Suasana baru di dunia usaha itu memicu berbagai kelahiran perusahaan
periklanan. Tentu saja, yang pertama kali muncul justru perusahaan-perusahaan
periklanan yang secara ilmiah terbawa oleh masuknya perusahaan multinasional
ke Indonesia. Contohnya adalah Olgilvy & Mather yang berkibar di Jakarta
dengan nama IndoAd di bawah pimpinan Emir Muchtar, karena hadirnya klienklien O&M di Indonesia, seperti: American Express, dll. Sebelumnya O&M lahir di
Indonesia dengan nama SH Benson, kemudian berubah menjadi Olgivy &Mather.
Perubahan nama O&M menjadi IndoAd terkait Peraturan Menteri Perdagangan
pada tahun 1970 yang melarang perusahaan periklanan asing di Indonesia.

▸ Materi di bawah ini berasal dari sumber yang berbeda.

PR #412, opened 2024-02-26
[OLD] Add OpenTelemetry Instrumentation

mtmk:
This PR here as a reference for a bit.
* replaced by #437

### DIFF
--- a/.editorconfig
+++ b/.editorconfig
@@ -8,6 +8,9 @@ trim_trailing_whitespace = true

Contoh lain adalah McCann Erickson yang dibawa oleh Coca cola dan kemudian
mengibarkan bendera Perwanal Utama di bawah pimpinan Savrinus Suardi.

Iklan sebgai salah satu alat pemasaran yang
ampuh langsung saja berdenyut dengan nafas
baru yang segar. Beberapa perusahaan
periklanan muncup pada masa ini. Demikian
juga media untuk beriklan. Dan periklanan pun
menjadi marak. Dasawarsa 1970an juga
ditandai dengan tampilanya selebritis Indonesia
sebagai bintang iklan. Sabun Lux produksi
Unilever boleh jadi merupakan trendsetter di
bidang itu. Sejak dasawarsa 1950an, Lux
sudah memakai slogan ”dipakai oleh 9 dari 10
bintang-bintang film”. Lux diidentifikasikan
dengan bintang-bintang film rupawan berkelas
dunia, antara lain : Sophia Loren.


Pada dasawarsa 1970an, slogan itu diubah sedikit menjadi
”sabun kecantikan bintang-bintang film”. Unilever juga mulai
memakai bintang-bintang film Indonesia untuk menjadi duta
produknya. Widyawati, bintang film populer berpribadi lembut
dengan kecantikkan memukau, tampil sebagai spokesperson
Lux. Beberapa bintang film papan atas pun silih berganti
tampil sebagai ”The Lux Lady”.
Salah satu yang legendaris adalah Christine Hakim, bintang
film temuan Teguh Karya. Produk detergen bermerk rinso pun
memilih Krisbiantoro sebgai duta produk. Kris adalah seorang
penyanyi merangkap master of ceremony yang kocak dan
menjadi presenter berbagai program televisi populer pada saat
itu. Popularitas Krisbiantoro pun serta merts menjadi tuas yang
ampuh untuk mendongkrak popularitas rinso.level International
Advertising Services (Lintas) perusahaan periklanan yang
menganai produk-produk Unilever tidak hanya menumpang
popularitas selebritis, melainkan juga melahirkan bintangbintang baru. Robby Sugara, misalnya, ”hanyalah” seorang
head waiter di sebuah restoran ketika terpilih menjadi bintang
”The Brisk Man”. Kehidupannya pun melejit seperti meteor.